As essential techniques, intraoperative indocyanine green video angiography (ICG-VA) and FLOW 800 have been widely used in microsurgery for arteriovenous malformations (AVMs). In the present report, we introduced a supplementary technical trick for judging the degree of lesion resection when there were superficial drainage veins. FLOW 800 analysis is used to verify our conjecture. A retrospective analysis of a 33 case cohort treated surgically from June 2020 to September 2022 was conducted and their lesions were removed by superficial drainage veins as a supplementary technical trick and analyzed with FLOW800. In our 33 AVMs, the feeding artery was visualized earlier than the draining vein.
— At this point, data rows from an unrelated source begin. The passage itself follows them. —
PR #4076, opened 2021-10-21
🌐 Add Korean translation for `docs/ko/docs/tutorial/dependencies/dependencies-in-path-operation-decorators.md`

0417taehyun:
- Add Korean translation for `docs/ko/docs/tutorial/dependencies/dependencies-in-path-operation-decorators.md`
- Complete to check that it works on test server using `python ./scripts/docs.py live ko`.
- Related #2017


DevDae (commented):
Big appreciate your works 🚀
I  want to check the word, 애플리케이션.
It may be translated as 응용 프로그램 and you also mentioned about this word in my PR. 
 I look forward to your reply. Thank u 😄

PR #4089, opened 2021-10-23
🐛 Fix issue with double model parsing

uriyyo:
Fix caching issue when instead of cache lookup dependency solving was performed all the time:

Code example:
```py
from asyncio import run

from httpx import AsyncClient
from pydantic import BaseModel, root_validator

app = FastAPI()


class Model(BaseModel):
    @root_validator
    def __root_validator__(cls, values):
        print("parsing")
        return values


def dependency(request: Model):
    return request


@app.post("/")
def foo(
        a: Model = Depends(dependency),
        b: Model = Depends(dependency),
):
    return {}


async def main():
    async with AsyncClient(app=app, base_url="http://testserver.com/") as client:
        await client.post("/", json={})


if __name__ == '__main__':
    run(main())
```

Expected behaviour - parsing printed only one time
Actual behaviour - parsing printed two times


yezz123 (approved):
LGTM+1 🚀, Waiting for this in the next version this one gonna help me fix a lot of issues related to my package 👌🏻
Thanks @uriyyo ✨

uriyyo:
@tiangolo Could you please review this PR? It would my nice to fix this issue

BilalAlpaslan (approved):

YuriiMotov (approved):
Can confirm that:

- the issue is still relevant to FastAPI 0.110.0
- new added test fails before changes are made and passes after
- solution looks nice and reasonable

uriyyo:
@Kludex Any chase you can take a look?)

tests/test_dependency_cache.py
```diff
@@ -1,9 +1,31 @@
 from fastapi import Depends, FastAPI, Security
+from fastapi._compat import PYDANTIC_V2
 from fastapi.testclient import TestClient
+from pydantic import BaseModel
 
 app = FastAPI()
 
-counter_holder = {"counter": 0}
+counter_holder = {"counter": 0, "parsing_counter": 0}
```
Jaza, line 8: IMHO this should be set in pytest session-level context or similar, it shouldn't just be a global variable, I feel that there's too high a risk that the test could end up running with the counter initialised to a non-zero value (e.g. if for some reason the same test runs twice in one pytest invocation, if we end up adding another test in the future that depends on the same counter, etc).

Jaza:
Mentioning this perf improvement somewhere in the docs might also not be a bad idea?

svlandeg (commented):
Apologies for the late follow-up on this one. 

PR #11323 has a very similar fix, and has been updated to include the unit test from this PR, and is in sync with current `master`. As such, I'm going to close this PR so we can hopefully wrap this up relatively quickly in #11323. 

Thanks to everyone who contributed and helped review this one! If you have time, please consider having a quick look at #11323 as well. 🙏

PR #4097, opened 2021-10-27
⬆ Upgrade version pin accepted for Flake8, for internal code, to `flake8 >=3.8.3,<6.0.0`

jamescurtin:
Flake8 released a new major version, and the pinned upper bound in `pyproject.toml` needs to be increased to reflect this.


tiangolo:
Thanks @jamescurtin! :rocket: 

I updated it a bit, now that there's a new version, etc. Thanks for your contribution! :rocket: :cake:

PR #4105, opened 2021-10-29
Cache cloning of pydantic types globally for 2x+ startup speed-up

huonw:
If `response_model=...` is specified in a route handler, FastAPI creates a copy of the type to avoid accidental leakage of secrets. This is done in a pure way, but is only cached within a single route. This means that that if there's models that occur several times (for instance, multiple routes that return the same model), identical work is done and re-done. This PR change adds a cache for the conversion: when converting a type that's already been seen, just use the cache.

This dramatically improves the start-up time of the server, making for a nicer developer experience when running locally, or running tests, and reducing cold-start times if run in FaaS/serverless platforms like AWS Lambda.

For instance, we have an app with 144 routes, defined in the usual way with an `app = FastAPI(...)` in app.py and various routers across other files.

I measured the impact on this change in two ways.

- Just the time to initialise all the routes etc (command below)
- The time to reach "Application startup complete" when actually running (`uvicorn.run(..., port=8000, reload=True, debug=True, workers=1)`)

| measurement    | 0.85.0 (s) | this patch (s) |
|----------------|-----------:|---------------:|
| initialisation |       4.65 |           1.43 |
| startup complete   |       11.45 |           3.38 |

Initialisation measurement command:

    python -c 'import time; start = time.perf_counter(); import .app; print(time.perf_counter() - start)'

---

Thanks for FastAPI!


huonw:
I tried this in our AWS Lambda infrastructure. The cold start initialisation drops from ~6s to ~2s, not including the time to actually serve the request, which is typically milliseconds. That is, 4s/two-thirds of the lambda start-up time is this repeated redundant type conversion.

(We do realise that FastAPI works great as a standalone server, not in lambda too.)

yezz123 (approved):
LGTM+1! I will use it locally ⚡️, waiting for Sebastián to merge it!
Thanks, @huonw 🚀

ghandic:
Likewise LGTM, massive improvement for serverless 🚀

huonw:
Hello @tiangolo, when you have chance, could you take a look at this PR? Thank you!

fastapi/utils.py
```diff
@@ -69,28 +69,22 @@ def create_response_field(
...
 
-def create_cloned_field(
-    field: ModelField,
-    *,
-    cloned_types: Optional[Dict[Type[BaseModel], Type[BaseModel]]] = None,
-) -> ModelField:
-    # _cloned_types has already cloned types, to support recursive models
-    if cloned_types is None:
-        cloned_types = dict()
+_CLONED_TYPES_CACHE: Dict[Type[BaseModel], Type[BaseModel]] = dict()
```
cikay, line 72: Use literal empty dict instead of built in function `dict`. Is is optimized.

cikay (changes requested):

huonw:
Hello @tiangolo, I've now updated this to merge cleanly again, as well as updated the performance numbers.

In addition to the local server and FaaS/serverless use-cases, we're affected by this in our local testing that uses `fastapi.testclient.TestClient`, since that requires initialising the app. The current initialisation times means that a test runs spends 5-10s on setup before running any actual tests.

As always, thank you for FastAPI.

iudeen (approved):

orfisko:
Is there a timeline on when this will be shipped? This change makes a huge difference in terms of startup speed for my project. On AWS lambda with cold starts this is an important change.

madkinsz:
As noted by @orfisko there's a duplicate of this with a smaller diff at #4645. This also addresses the issue at https://github.com/tiangolo/fastapi/issues/4644

BilalAlpaslan (approved):

michaelgmiller1:
This is a great addition and sorely needed for the application I'm working on. Please let me know if there's anything I can do to help push this over the finish line!

orfisko:
It's all nice and dandy to put security fixes in fastapi, but I am not getting those because I am condemned to use a branched version of fastapi due to this bug. I don't see why this is not moving forward?

madkinsz:
@orfisko I've updated https://github.com/tiangolo/fastapi/pull/4645 with `master`.

anton-shauchenia:
We've tried this patch in our FastAPI application on AWS Lambda and were able to shave quite some cold start latency. I wonder if we can do anything to help push this PR forward.

tiangolo:
Thanks a lot for the work on this @huonw! 🙇 

And thanks everyone for the comments and the patience, sorry for the long delay. 🙈 

Special thanks to those of you that tested it locally and commented it, that helps a lot.

I've been working on the migration to Pydantic v2, which will make this `clone_field` logic unnecessary altogether, as everything will be done on the Pydantic-core (Rust) side. Nevertheless, I'll first make a release fixing this.

This will be available in FastAPI 0.96.0, released in the next hours. 🚀 

---

I'm taking the alternative implementation in https://github.com/tiangolo/fastapi/pull/4645 by @madkinsz just for the simplification in the changes/diff, the weakref, and keeping the signature, it's pretty much equivalent. But I'm making you @huonw an honorary co-author of that PR for your work here. 🤓

PR #4119, opened 2021-10-31
fix for #4118 issue

### LINKED ISSUE #4118: `dependency_overrides` requires unnecessary arguments with Protocol/ABC in Swagger
### First Check

### Commit to Help

### Example Code

```python

import dataclasses
from typing import Protocol

import uvicorn
from fastapi import FastAPI, Depends, Response

app = FastAPI()


@dataclasses.dataclass()
class Foo:
    id: int


class BaseRepo(Protocol):
    def get_foo(self, some_id: int) -> Foo: ...


class ConcreteRepo:
    def get_foo(self, some_id: int) -> Foo:
        return Foo(id=some_id)


@app.get("/hello/world")
async def view(repo: BaseRepo = Depends(BaseRepo)):
    return Response(200)


app.dependency_overrides[BaseRepo] = lambda: ConcreteRepo()  # also without lambda works incorrect

if __name__ == '__main__':
    uvicorn.run(app)
```

### Description

* Open /docs route and see that API method requires *args and **kwargs for request (probably from metaclass of Protocol)

### Operating System

Linux

### Operating System Details

_No response_

### FastAPI Version

0.70.0

### Python Version

3.9.7

### Additional Context

_No response_

GLEF1X:


tiangolo:
Hey there! I just replied to your issue. I'll copy the message here as well for completeness.

---

I see that in your examples `BaseRepo` and `ConcreteRepo` don't have an `__init__` method, so they don't require other dependencies, don't require data from the request, don't integrate with OpenAPI or OAuth2. Why do you want to put them in dependencies instead of creating the instances in the code?

Using things in dependencies is normally for when there's a reason to use them, because otherwise, it's simpler and more explicit to call the code directly in your function.

I want to understand your use case to see why it would make sense to support this, to achieve what, and see if there's another way to do it.

tiangolo:
@jbmusso thanks for writing. It's still not super clear to me, please create a new issue with a self-contained example that I can run to see your problem.

You could also copy this PR and add tests to it that show how you would intend to use it.

jbmusso:
I think the issue and code sample provided by @GLEF1X here https://github.com/tiangolo/fastapi/issues/4118#issue-1040587961 highlights the issue. Protocol allow programming against interfaces rather than concrete implementations.

Issue #3920, opened 2021-09-18
I hope fastapi can support TypeVar


normidar:
### First Check

- [X] I added a very descriptive title to this issue.
- [X] I used the GitHub search to find a similar issue and didn't find it.
- [X] I searched the FastAPI documentation, with the integrated search.
- [X] I already searched in Google "How to X in FastAPI" and didn't find any information.
- [X] I already read and followed all the tutorial in the docs and didn't find an answer.
- [X] I already checked if it is not related to FastAPI but to [Pydantic](https://github.com/samuelcolvin/pydantic).
- [X] I already checked if it is not related to FastAPI but to [Swagger UI](https://github.com/swagger-api/swagger-ui).
- [X] I already checked if it is not related to FastAPI but to [ReDoc](https://github.com/Redocly/redoc).

### Commit to Help

- [X] I commit to help with one of those options 👆

### Example Code

```python
from typing import TypeVar, Generic

from fastapi import Depends
from sqlalchemy.orm import Session

from app.core.database_engine.db_core import get_db
from app.core.table_class import HasIdTable, DateCreateTable, DateCreateUpdateTable

T = TypeVar('T', bound=HasIdTable)


class DbAdaptor(Generic[T]):
    def __init__(self, db: Session = Depends(get_db)):
        self.db = db

    def add(self, data_element: T, is_commit: bool = True) -> dict:
        if isinstance(data_element, DateCreateTable):
            data_element.create_stamp()
        self.db.add(data_element)
        if is_commit:
            self.db.commit()
        return data_element.get_dict()

    def read_by_id(self, id: int) -> T:
        rt: T = self.db.query(T).filter_by(id=id).first()
        return rt

@bp.post('/create', description='create data to table')
def create(dba: DbAdaptor[SampleTable] = Depends(), data: str = Body(..., embed=True)):
            """create data into the table"""
            data = SampleTable(data=data,
                               link=str(random.randint(0, 99999)),
                               title=data,
                               content=data)
            return dba.add(data)
```

### Description

im sorry, im no english user but I want to achieve this function.

This is the code in my project, but guess what happened when I opened swagger.

![スクリーンショット 2021-09-18 22 48 27](https://user-images.githubusercontent.com/36730656/133891074-8ef8e5c2-0a41-4f58-bdbb-4c29c138127f.jpg)

This shouldn't happen.

I think you know what I want to do.

I just want to simplify the operation of the database.

### Wanted Solution

I hope it can show a normal swagger.

[...]

PR #4126, opened 2021-11-01
fix(generic): generic in depends

JeanArhancet:
Hello,

This is my first contribution for this project :) 

Fix issues #3920


yezz123 (approved):
Overall LGTM+1 🚀, This one could support the issue relate to support TypeVar. 👌🏻

fastapi/dependencies/utils.py
```diff
@@ -243,29 +243,69 @@ def is_scalar_sequence_field(field: ModelField) -> bool:
...
+        args_to_replace = []
+        for arg in annotation_args:
+            if arg in provided_type:
+                arg = provided_type[arg]
+                updated_args_annotation = True
+            args_to_replace.append(arg)
+        if updated_args_annotation:
+            setattr(annotation, "__args__", tuple(args_to_replace))
+    return annotation
+
```
cikay, line 308: Decrease the indentation level if it is possible.

```py
if annotation in provided_type:
    annotation = provided_type[annotation]

annotation_args = get_args(annotation)
if annotation_args is None:
    return annotation

args_to_replace = []
for arg in annotation_args:
    arg = provided_type.get(arg, arg)
    args_to_replace.append(arg)

updated_args_annotation = any(
    arg in provided_type for arg in annotation_args
)
if updated_args_annotation:
    setattr(annotation, "__args__", tuple(args_to_replace))

return annotation
```
In my view this is better.

JeanArhancet: Thanks for your feedback @cikay.

Yes it's clearer but we go through the loop twice. it's seem less efficient to me, what do you think ?

cikay: Then you can merge the loops. It would still be less indentation level. by the way the built-in function `any` is break the loop for the first `True` value. It is efficient.

cikay: There is nothing to discuss to apply the early return pattern to decrease the indentation level.

JeanArhancet:
> Overall LGTM+1 🚀, This one could support the issue relate to support TypeVar. 👌🏻

Hello @yezz123 , I changed the indentation level, what do you think ?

Intraoperatively, the T1/2 peak and slope of the draining vein were significantly higher than that of the lesion. However, the maximum fluorescence intensity (MFI) of the draining vein decreased as the procedure progressed (p < 0.001). After reducing the blood flow to the nidus by progressive dissection of the feeding artery, the arteriovenous transit time (AVTT) decreased from 0.64 ± 0.47 s, was prolonged to 2.38 ± 0.52 (p < 0.001), and the MFI and slope of the nidus decreased from the pre-resection 435.42 ± 43.90 AI and 139.77 ± 27.55 AI/s, and decreased to 386.70 ± 48.17 AI and 116.12 ± 17.46 AI/s (p < 0.001). After resection of the nidus, the T1/2 peak of the draining vein increased from 21.42 ± 4.70 s, prolonged to after dissection of the blood feeding artery, 23.07 ± 5.29 s (p = 0.424), and after resection of the lesion, 25.13 ± 5.46 s (p = 0.016), with a slope from 135.79 ± 28.17 AI/s increased to 210.86 ± 59.67 AI/s (p < 0.001). ICG-VA integrated with FLOW 800 is an available method for determining the velocity of superficial drainage veins. Whether the color of the superficial drainage veins on the cortical surface returns to normal can determine whether the lesion is completely resected and can reduce the possibility of residual postoperative lesions.